Signs of fake cheese – what are they: information that will be useful to everyone

28.05.2024 12:14

The main indicator of the quality of milk fat, which is used in the cheese making process, is the fatty acid composition or, in other words, the content and ratio of fatty acids.

This indicator depends on many factors, including the diet and genetics of the animals, reported specialists from Rosselkhoznadzor.

Polyunsaturated fatty acids (PUFAs) undergo changes, including in the rumen of animals.

Here they are hydrolyzed to stearic acid.

As a result of such a reaction, a small amount of those same acids “penetrates” into the milk, and this can also be considered as an indicator of the authenticity of milk fat.

Sandwiches with cheese
Photo: © Belnovosti

Milk fat from ruminants contains saturated low molecular weight fatty acids C4:0 and C6:0.

Their absence or deviation from the norm indicates adulteration of milk fat.

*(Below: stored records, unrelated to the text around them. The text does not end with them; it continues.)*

PR #142, opened 2016-08-12
Add ability to remove event listeners on FusionPoseSensor.js

allanweir:
Hey, great work on the polyfill! I'm using just the pose sensor part of the project at the moment which is really useful but I noticed it carries on listening for motion events after it's destroyed so I've added a method to stop or start them again. Hopefully you find it useful, let me know your thoughts.
Thanks,
Al


borismus:
Thanks Allan! At the moment, the polyfill never stops. I guess I don't see the point of having this extra code, since it's never called unless you use it standalone as you do. If the polyfill had a way of stopping, it would make sense, but I just don't see when that would be useful.

PR #148, opened 2016-09-11
Add options to WebVRConfig for customize Cardboard viewer list

rocwind:
It supports only CardboardV1 and V2 in the polyfill library, but there are many other Cardboard viewer devices out there. To make it configurable for client application, this pull request adds following viewer setting to `WebVRConfig`:
* CARDBOARD_VIEWERS: for adding more viewer options
* DEFAULT_CARDBOARD_VIEWER: id of the default viewer

### DIFF
--- a/build/webvr-polyfill.js
+++ b/build/webvr-polyfill.js
@@ -1934,7 +1934,9 @@ var DEFAULT_IOS = new Device({
 });
 
 
-var Viewers = {
+var Viewers = undefined;
+
+var DEFAULT_VIEWERS = {
   CardboardV1: new CardboardViewer({
     id: 'CardboardV1',
     label: 'Cardboard I/O 2014',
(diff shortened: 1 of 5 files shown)


build/webvr-polyfill.js
```diff
@@ -1954,17 +1953,11 @@ var Viewers = {
     interLensDistance: 0.064,
     baselineLensDistance: 0.035,
     screenLensDistance: 0.039,
-    distortionCoefficients: [0.34, 0.55],
-    inverseCoefficients: [-0.33836704, -0.18162185, 0.862655, -1.2462051,
```
rocwind: It seems `inverseCoefficients` (and `DEFAULT_LEFT(RIGHT)_CENTER`) are no longer used.

borismus:
Sorry, but the list of Cardboard viewers is too long to support in this way. The only scalable approach to this is to use QR code scanning like the native app does.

If vegetable components are used in the production process of cheese, it must be labeled as a "cheese product".

The conclusion is this: unfortunately, it is impossible to determine the naturalness of cheese by eye: this can only be done through laboratory analysis, which accurately reveals the fatty acid composition.

However, this fact should not upset the average buyer: experts claim that information about the identified counterfeit is promptly transmitted to the automated control system and limits the distribution of the surrogate.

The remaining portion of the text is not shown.